*** Opening Material for this exercise ***

PR #5738, opened 2023-04-14
Include all authors in timetable export API

### LINKED ISSUE #5412: Include non-speaker presenters in export API
Right now only people in contribution marked as "Speaker" are in the export file. They are exported as 'presenters'.
There is a need to export also all the others with the same info, at least all grouped f.e. as 'authors' or distinguished any other way/flag.

duartegalvao:
Closes #5412

Adds an `other_authors` field to the contributions in the timetable export API, which includes all authors which are not speakers (which are already included in the `presenters` field).

### DIFF
--- a/CHANGES.rst
+++ b/CHANGES.rst
@@ -42,6 +42,7 @@ Improvements
   given editable type (:pr:`5755`)
 - Show only "ready to review" editables on the "get next editable" list (:pr:`5765`)
 - Disallow uploading empty files (:pr:`5767`)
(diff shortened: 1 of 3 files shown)


ThiefMaster:
This is also used when just viewing the timetable. Do we really want to include it there as well?

ThiefMaster:
ping :)

duartegalvao:
> This is also used when just viewing the timetable. Do we really want to include it there as well?

Fixed!

ThiefMaster (approved):

PR #5740, opened 2023-04-17
Include start/end times of whole booking in tooltip

### LINKED ISSUE #5730: Include start/end of whole booking in tooltip
This is for the "Bookings" timeline view. In case of recurrent bookings it would be useful if the tooltip not only showed the time for the current occurrence, but also for the whole booking (start/end date, maybe repetition schema as well).

GovernmentPlates:
Closes #5730 
Screenshot 2023-04-17 at 14 12 06

### DIFF
--- a/indico/modules/rb/client/js/common/timeline/TimelineItem.jsx
+++ b/indico/modules/rb/client/js/common/timeline/TimelineItem.jsx
@@ -165,6 +165,8 @@ class TimelineItem extends React.Component {
       }
     }
 
+    const fmt = dayBased ? 'L' : 'L LT';
+
     return dayBased && !message ? null : (
       <div styleName="popup-center">
         {!dayBased && (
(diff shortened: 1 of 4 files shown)


tomasr8:
All looks good, just the string interpolation :smile: Ideally, we'd have 3 separate messages depending on the recurrence frequency

indico/modules/rb/client/js/common/timeline/TimelineItem.jsx
```diff
@@ -138,8 +138,16 @@ class TimelineItem extends React.Component {
...
+  renderMessagePopup = (message, segmentStartDt, segmentEndDt, reservation) => {
     const {dayBased} = this.props;
+    const mapRecurrenceTypeToInfo = type =>
+      type.toLowerCase() === 'day'
+        ? Translate.string('daily')
+        : type.toLowerCase() === 'week'
+        ? Translate.string('weekly')
+        : type.toLowerCase() === 'month'
+        ? Translate.string('monthly')
+        : '';
```
ThiefMaster, line 150: A simple dict would be much easier here than a function ;) But in any case, as @tomasr8 mentioned it would be better to have 3 separate i18n strings so they can be properly translated.

ThiefMaster: I think you also need to take the repeatInterval into account - right now the tooltip wouldn't be correct for something that repeats e.g. every 2 weeks

ThiefMaster (approved):

PR #5755, opened 2023-05-03
Allow emailing users with no editable submissions

duartegalvao:
This PR adds the ability to email contribution persons that have not yet made any submissions to a given editable type:

Screen Shot 2023-05-03 at 17 17 31

### DIFF
--- a/indico/modules/events/editing/client/js/management/editable_type/EditableTypeDashboard.jsx
+++ b/indico/modules/events/editing/client/js/management/editable_type/EditableTypeDashboard.jsx
@@ -8,6 +8,7 @@
 /* global ajaxDialog:false */
 
 import anonymousTeamURL from 'indico-url:event_editing.api_anonymous_team';
+import contribsWithNoEditablesURL from 'indico-url:event_editing.api_contribs_with_no_editables';
 import enableEditingURL from 'indico-url:event_editing.api_editing_enabled';
 import emailMetadataURL from 'indico-url:event_editing.api_email_not_submitted_metadata';
 import emailPreviewURL from 'indico-url:event_editing.api_email_not_submitted_preview';
@@ -26,7 +27,7 @@ import {Checkbox, Loader} from 'semantic-ui-react';
 
 import {EmailContribAbstractRolesButton} from 'indico/modules/events/persons/EmailContribAbstractRolesButton';
 import {ManagementPageSubTitle, ManagementPageBackButton} from 'indico/react/components';
-import {useTogglableValue} from 'indico/react/hooks';
+import {useIndicoAxios, useTogglableValue} from 'indico/react/hooks';
 import {Translate} from 'indico/react/i18n';
 import {useNumericParam} from 'indico/react/util/routing';
 
@@ -78,6 +79,12 @@ export default function EditableTypeDashboard() {
     poster: Translate.string('Assign an editor to posters'),
     slides: Translate.string('Assign an editor to slides'),
   }[type];
+
+  const {data} = useIndicoAxios({
+    url: contribsWithNoEditablesURL({event_id: eventId, type}),
+    method: 'POST',
+  });
+  const numEditables = (data && data.no_contribs) || 0;
 
   return (
     <>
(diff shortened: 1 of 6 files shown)


tomasr8:
What do you think about adding the new section to the first action box?
image

indico/modules/events/editing/controllers/backend/management.py
```diff
@@ -256,3 +259,31 @@ def _process(self):
...
+
+class RHEmailNotSubmittedEditablesMetadata(EmailRolesMetadataMixin, RHEditableTypeManagementBase):
+    object_context = 'contributions'
+
+
+class RHEmailNotSubmittedEditablesPreview(EmailRolesPreviewMixin, RHEditableTypeManagementBase):
+    object_context = 'contributions'
+
+    def get_placeholder_kwargs(self):
+        contribution = Contribution.query.with_parent(self.event).first()
```
tomasr8, line 272: I think there should be some check in case there are no contribs in the event. Otherwise the email preview breaks when you use any of the contribution placeholders

duartegalvao: Fixed, and also added a count of contributions w/o editables

tomasr8: I like it!

indico/modules/events/editing/controllers/backend/management.py
```diff
@@ -256,3 +259,41 @@ def _process(self):
         editors = get_editors(self.event, self.editable_type)
         return jsonify_template('events/editing/management/editor_list.html',
                                 event_persons=editors, event=self.event)
+
+
+class RHEditablesNotSubmitted(RHEditableTypeManagementBase):
+    """Check if there are contributions without editables of this type."""
```
tomasr8, line 265: Maybe more precise would be `Return the number of contributions ...`? Since it returns the number rather than a boolean

duartegalvao: Oops, yeah initially it was just a boolean and then I decided to change

indico/modules/events/editing/client/js/management/editable_type/EditableTypeDashboard.jsx
```diff
@@ -9,6 +9,10 @@
 
 import anonymousTeamURL from 'indico-url:event_editing.api_anonymous_team';
 import enableEditingURL from 'indico-url:event_editing.api_editing_enabled';
+import emailMetadataURL from 'indico-url:event_editing.api_email_not_submitted_metadata';
+import emailPreviewURL from 'indico-url:event_editing.api_email_not_submitted_preview';
+import emailSendURL from 'indico-url:event_editing.api_email_not_submitted_send';
+import noEditablesNotSubmittedURL from 'indico-url:event_editing.api_no_editables_not_submitted';
```
tomasr8, line 15: This looks like a double negative and my brain fails to parse it :sweat_smile:
maybe `numberEditablesNotSubmitted` or `countEditablesNotSubmitted`? Or even something like `ContribsWithNoEditables` since it actually counts contributions and not editables? What do you think?

indico/modules/events/editing/client/js/management/editable_type/EditableTypeDashboard.jsx
```diff
@@ -75,6 +80,12 @@ export default function EditableTypeDashboard() {
     slides: Translate.string('Assign an editor to slides'),
   }[type];
 
+  const {data} = useIndicoAxios({
+    url: contribsWithNoEditablesURL({event_id: eventId, type}),
+    method: 'POST',
+  });
+  const numEditables = (data && data.no_contribs) || 0;
```
tomasr8, line 87: This could be simply `data.count` and maybe `numContribs` instead?

ThiefMaster: yes, absolutely. no need to POST here - it's neither modifying something nor has it a large payload (e.g. list of selected ids)...

tomasr8: Optional chaining could also simplify this:
```suggestion
  const numEditables = data?.no_contribs || 0;
```

ThiefMaster (approved):
works like a charm :)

*** Closing Material for this exercise ***

| Exercise details |
Take the lines from the first line of the listing up to and including the line with "Closes #5412" and give them again exactly.

| Answer box |
PR #5738, opened 2023-04-14
Include all authors in timetable export API

### LINKED ISSUE #5412: Include non-speaker presenters in export API
Right now only people in contribution marked as "Speaker" are in the export file. They are exported as 'presenters'.
There is a need to export also all the others with the same info, at least all grouped f.e. as 'authors' or distinguished any other way/flag.

duartegalvao:
Closes #5412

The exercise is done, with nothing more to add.